Informações Empresariais
As ações da Broadcom (AVGO.US) registam uma subida superior a 2%, impulsionadas por um clima de otimismo mais forte em todo o setor dos semicondutores e por notícias relativas a um acordo estratégico com a Samsung. A gigante sul-coreana da tecnologia assinou um memorando de entendimento no valor de mais de 200 mil milhões de dólares, que abrange o fornecimento de memória HBM utilizada nos aceleradores de IA de próxima geração da Broadcom, bem como a produção de chips avançados de 2 nanómetros.
As ações da D Wave Quantum (QBTS.US) estão a subir cerca de 8% após a empresa ter anunciado uma parceria alargada com a AT&T. A operadora de telecomunicações norte-americana planeia utilizar de forma mais ampla a tecnologia de computação quântica da D Wave para otimizar a sua rede e apoiar sistemas autónomos impulsionados por IA. De acordo com a empresa, a tecnologia já ajudou a reduzir as interrupções no serviço ao cliente. A cooperação alargada com a AT&T é mais um indício de que a indústria da computação quântica está a aproximar-se de aplicações comerciais significativas.
A Applied Materials (AMAT.US) e a Lam Research (LRCX.US) também estão a registar ganhos, depois de o HSBC ter revisto em alta os seus objetivos de preço para ambas as empresas. Os analistas destacaram o fortalecimento da procura por equipamentos de fabrico de semicondutores, especialmente à medida que o investimento em infraestruturas de IA continua a acelerar.

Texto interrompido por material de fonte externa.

Issue #398, opened 2025-03-18
Cloud Session Refresh using Refresh Token


KunalSin9h:
## Background

`vet cloud` commands interfact with SafeDep Cloud.
https://docs.safedep.io/cloud

The easiest way to get started is `vet cloud quickstart`. This does all the setup and finally obtains an access token and refresh token using which we can execute commands such as:

`vet cloud key list`, `vet cloud whoami` etc.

As ações da Exxon Mobil (XOM.US) registam uma queda de cerca de 2%, acompanhando a fraqueza generalizada em todo o setor energético na sequência da queda acentuada dos preços do petróleo. O petróleo bruto desceu depois de os Estados Unidos e o Irão terem suspendido as operações militares, aumentando as esperanças de uma resolução diplomática e de uma diminuição das tensões no Médio Oriente. Uma pressão adicional sobre os preços do petróleo advém das expectativas de que a melhoria da estabilidade regional possa permitir o reinício do tráfego marítimo sem restrições através do Estreito de Ormuz.